Search the data for the word "frankgh" and copy every line that contains it.

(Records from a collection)
┄┄┄┄┄┄┄┄┄┄

PR #176, opened 2025-01-26
CASSSIDECAR-195: Fix missing field for INDEX_STATUS in GossipInfo

anderoo:
Jira: https://issues.apache.org/jira/browse/CASSSIDECAR-195

`INDEX_STATUS` was added as a field to Gossip information in 5.0. This patch adds the field to the GossipInfoResponse so Sidecar doesn't error out when the new field is present. INDEX_STATUS was added here: https://github.com/apache/cassandra/commit/cde91e56f09d9ebf315c79c9a81b89f70f4eb724 (https://issues.apache.org/jira/browse/CASSANDRA-18058)

### DIFF
--- a/client-common/src/main/java/org/apache/cassandra/sidecar/common/response/GossipInfoResponse.java
+++ b/client-common/src/main/java/org/apache/cassandra/sidecar/common/response/GossipInfoResponse.java
@@ -283,7 +283,8 @@ public class GossipInfoResponse extends HashMap<String, GossipInfoResponse.Gossi
          **/
         SSTABLE_VERSIONS,
         DISK_USAGE,
-        INDEX_STATUS;
+        INDEX_STATUS, // Introduced in Cassandra 5.0 for SAI 
+        ;
 
         static String read(GossipInfo gossipInfo, GossipField field)
         {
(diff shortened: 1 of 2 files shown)


frankgh:
@anderoo can you please file a JIRA for this work? Also would it be possible to get some tests ?

anderoo:
> @anderoo can you please file a JIRA for this work? Also would it be possible to get some tests ?

Sure, I can create a ticket and rename.

anderoo:
@frankgh Added JIRA and updated existing tests which covers both the field being present and not being present. LMK if there's any other specific tests you'd like.

client-common/src/main/java/org/apache/cassandra/sidecar/common/response/GossipInfoResponse.java
```diff
@@ -275,7 +282,8 @@ protected enum GossipField
          * as a comma-separated list.
          **/
         SSTABLE_VERSIONS,
-        DISK_USAGE;
+        DISK_USAGE,
+        INDEX_STATUS;
```
yifan-c: Add a comment to indicate since what Cassandra verison the gossip value is available.
And move `;` to a new line, to avoid showing the diff on the existing enum in the future. 

I can also update it on merging, if you agree with the suggestion, but do not feel like to push a new commit. 

```suggestion
        INDEX_STATUS, // Intorduced in Cassandra 5.0 for SAI 
        ;
```

anderoo: Fixed typo and updated 👍

frankgh (approved):
+1 thanks for the patch !

yifan-c (approved):

yifan-c:
Committed as https://github.com/apache/cassandra-sidecar/commit/104d8048aa8d5fa055aa64a9a64ba2e570b60f52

┄┄┄┄┄┄┄┄┄┄

• Output of the exercise:
frankgh:
@frankgh Added JIRA and updated existing tests which covers both the field being present and not being present. LMK if there's any other specific tests you'd like.
frankgh (approved):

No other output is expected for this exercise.